Cache me this, cache me that

Posted on January 03, 2011 · 11 mins read · tagged with: #caching #optimization #performance #profiling

Recently I’ve been optimizing one application. After a few runs of profile_analyzeData_fixBottlenecks I stopped when an app written with NHibernate intensively using CacheManager from EntLib was spending 5% of their time getting data from cache. As the performance was increased by an order of magnitude, the time spend within GetData method was much to large.
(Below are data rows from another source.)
PR #780, opened 2025-01-14
[16.0][FIX] account_payment_term_extension: Display correct amounts in journal items when using foreign currency

sergiobstoj:
Detected problem:

When creating an invoice for 900EUR (in a company currency with USD) with a Payment Term with multiple terms, for example **30% now, the rest in 60 days**, the journal items that are generated are displaying the amount in EUR but with USD currency.

image

Specifically, total invoice amount in EUR is 900, and converted to USD is 1376.
First payment should be 30% -> 412,8 USD
Second payment should be balance -> 963,2 USD

Currently, this info is displayed as:
image

Payment terms are being computed considering EUR currency.
As:
- First payment, 30% -> 270
- Second payment, balance -> 1106

Correct computing should be in company's currency. This PR fixes that:
image


aritzolea:
Could you add a unit test that would not pass without this fix? Thanks

aritzolea (approved):

PR #180, opened 2016-04-04
Add preloader to website

zroehr:
Add preloader to website to prevent flash of unstyled content while dependencies are being loaded


src/app/components/shell/shell.js
```diff
@@ -9,22 +10,34 @@ import zendesk from '~/helpers/zendesk';
...
         this.render();
     }
 
+    preLoader() {
+        setTimeout(() => {
+            document.body.classList.remove('no-scroll');
+        }, 1000);
+        setTimeout(() => {
+            document.body.classList.add('loaded');
+        }, 2000);
```
dak: Is this just a temporary hack?  A 2 second delay on loading is probably enough to make it look like the site has loaded on machines near the server and with good internet connections, but it's not an accurate representation of the loading state.

PR #185, opened 2016-04-04
Fix Adoption, Details, and Subjects pages

RoyEJohnson:


src/app/pages/details/details.scss
```diff
@@ -74,6 +74,11 @@
         }
     }
 
+    // scss-lint:disable IdSelector
+    #student-resources-section {
+        padding-top: 5rem;
+    }
```
zroehr: Could we either add padding to the ally's section above this section or remove this so the spacing between the sections stay even? it seems that the scrolling offset is fine without the padding so im not sure this is needed.

RoyEJohnson: I'll take another look at it when I get in.

PR #191, opened 2016-04-05
Allies updates

RoyEJohnson:


src/styles/components/headers.scss
```diff
@@ -43,13 +43,12 @@ h4 {
     font-weight: 300;
     letter-spacing: 0.11rem;
     line-height: 3rem;
-    padding: 4rem 8rem;
+    padding: 2rem 2rem 11rem;
```
zroehr: Do hero's need this much padding on the bottom and so little on top? Also, I think the padding for the gutters on each side are 1.5rem (at least this is the value ive been using everywhere)

RoyEJohnson: The task was to "reduce white space in banner". (Trello card is https://trello.com/c/GZwwy4EW)
I eyeballed the spacing from the visual design doc (http://aizpfs.axshare.com/#p=allies_-_visual_design)
The particular numbers aren't sacred to me; have a look and see if you think they should be changed.

PR #211, opened 2016-04-11
Copy polyfills file along with system.js

RoyEJohnson:


dak:
This fixes IE11 loading.

gulp/tasks/copy.js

I reviewed code and wrote a few statements describing what application require from a cache:

  • no expiration and
  • it is infrequently erased so
  • has big read:write ratio
  • the number of cached items can be easly estimated, hence
  • the number of cached items will not frequently exceed the max number of item
  • once the scavenging occurs (current number > max number of items), it can take a while, since it has a low probability to hit the upper limit of cache items number

Following these points, the performance results of GetData method and need of tuning the app (it was the most obvious point for optimization) I came up with the following Cache Manager implementation. The code is simple, oriented for frequent reads (slim rw lock), with all operations having cost of O(1). Adding, when a maximum number of cache items is exceeded takes O(n) because scavenging takes O(n) to clean up cache (the FIFO is used for removing these entries). The removal of key is handled by marking it as removed in the key look up list.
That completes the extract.